* **ASSIGNMENT**: Below is a block of entries; repeat exactly the lines starting at the line that contains "PR #1150, opened 2023-06-23" and ending at the line that contains "To be honest, it", both included.

(MATERIAL PROVIDED begins)

PR #1146, opened 2023-06-14
add new equilibre pools

schnarkus:


src/api/stats/getAmmPrices.ts
```diff
@@ -605,6 +605,7 @@ const seedPeggedPrices = {
   hUSDT: 'USDT', // HOP
   aWMATIC: 'MATIC', // Aave
   aWETH: 'ETH', // Aave
+  axlUSDT: 'axlUSDC', // Axelar
```
roman-monk, line 608: i dont think they are pegged, need to find volatile LP with axlUSDT

PR #1147, opened 2023-06-20
Add Chronos LPs

shatterproof:
- ARB-USDC.e vLP `chronos-arb-usdc.e` 6.1% (vs 6.0%)
- RDNT-ETH vLP `chronos-rdnt-weth` 9.8% (vs 3.2%)
- rETH-ETH vLP `chronos-weth-reth` 6.0% (vs 5.9%)
- MAI-LUSD sLP `chronos-mai-lusd` 12% (vs 3.5%)
- ETH-LQTY vLP `chronos-weth-lqty` 10% (vs 5.7%)

Also adds `arb:chronos:add` command, sets correct Beefy fees, switches to USDCe oracle ID, and fixes type bug (`bool` → `boolean`).

### DIFF
--- a/package.json
+++ b/package.json
@@ -44,6 +44,7 @@
     "arb:swapfish:add": "ts-node scripts/add-farm.ts --network arbitrum --project swapfishArb --newFee true",
     "arb:arbidex:add": "ts-node scripts/add-farm.ts --network arbitrum --project arbidex --newFee true",
     "arb:ramses:add": "ts-node scripts/add-solidly.ts --network arbitrum --project ramses --newFee true --lp",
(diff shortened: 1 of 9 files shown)


roman-monk:
i think we need to filter these ones with the idea to not spam the app with the empty dead vaults.
2 simple filters:
1) 1M-ish TVL in farm
2) there is no same LP with higher APY

for instance frxETH LPs on ramses have better APY so nobody will deposit here.

additionally we have really bad capturing on chronos because staking directly could earn more over time.
so please be wise, most of these vaults will be empty bringing no fees.

PR #1148, opened 2023-06-20
Add Pearl MAI-USDR sLP

shatterproof:
- MAI-USDR sLP `pearl-mimatic-usdr`

Also includes `polygon:pearl:add` command and other platform data for Pearl.


roman-monk:
70k tvl

PR #1150, opened 2023-06-23
Add RDNT-BNB PCS Farm + RDNT Token for BSC

Bloufire:
Proposal to add an RDNT-BNB vault on PancakeSwap. 240k locked on PCS, 18M total liquidity in the pool (most of it locked on Radiant)


roman-monk:
pool on thena looks much better (x5 APY), not native BNB though

image

Bloufire:
To be honest, it was precisely my objective to offer this vault next. Being my first contribution I wanted to make sure it was done correctly with BNB/RDNT on PCS.

Regarding the pair on Thena, the fact that it is not native BNB goes a little against what Radiant recommends, which support native BNB for their liquidity mining rewards

PR #1164, opened 2023-07-03
Add veSync

shatterproof:


src/data/zksync/veSyncStableLpPools.json
```diff
@@ -0,0 +1,22 @@
+[
+  {
+    "name": "vesync-busd-usdc",
```
roman-monk, line 3: please drop it, too low tvl and its not gonna grow

src/api/stats/getNonAmmPrices.ts
```diff
@@ -90,6 +91,7 @@ export async function getNonAmmPrices(tokenPrices: Record<string, number>): Prom
   let breakdown = {};
 
   const promises = [
+    getveSyncStablePrices(tokenPrices),
```
roman-monk, line 94: after you drop busd-usdc this can be removed

src/api/stats/zksync/getveSyncApys.js
```diff
@@ -0,0 +1,48 @@
...
+    pools: pools,
+    oracleId: 'VSzk',
+    oracle: 'tokens',
+    decimals: getEDecimals(VS.decimals),
+    reward: VS.address,
+    boosted: false,
+    // log: true,
+  });
+
+  let apys = {};
```
roman-monk, line 29: everything below is not needed, it will be broken down on higher level.
please copy any other getSolidlyGaugeApy, i know you probably copied one, well that was bad example

PR #1184, opened 2023-07-27
Add new OOE pools

kexleyBeefy:
Reward pool has different signatures so the `getRewardPoolApys` template is adjusted to take extra params.


roman-monk:
maybe makes sense to make it as separate getApy file?
i think its clearly not RewardPool (need different strat as well), and its kinda unique with its function names

kexleyBeefy:
@roman-monk Created a unique APY calculation for OOE and removed the additions from the common template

(MATERIAL PROVIDED ends)

* **EXERCISE ANSWER**:
PR #1150, opened 2023-06-23
Add RDNT-BNB PCS Farm + RDNT Token for BSC

Bloufire:
Proposal to add an RDNT-BNB vault on PancakeSwap. 240k locked on PCS, 18M total liquidity in the pool (most of it locked on Radiant)


roman-monk:
pool on thena looks much better (x5 APY), not native BNB though

image

Bloufire:
To be honest, it was precisely my objective to offer this vault next. Being my first contribution I wanted to make sure it was done correctly with BNB/RDNT on PCS.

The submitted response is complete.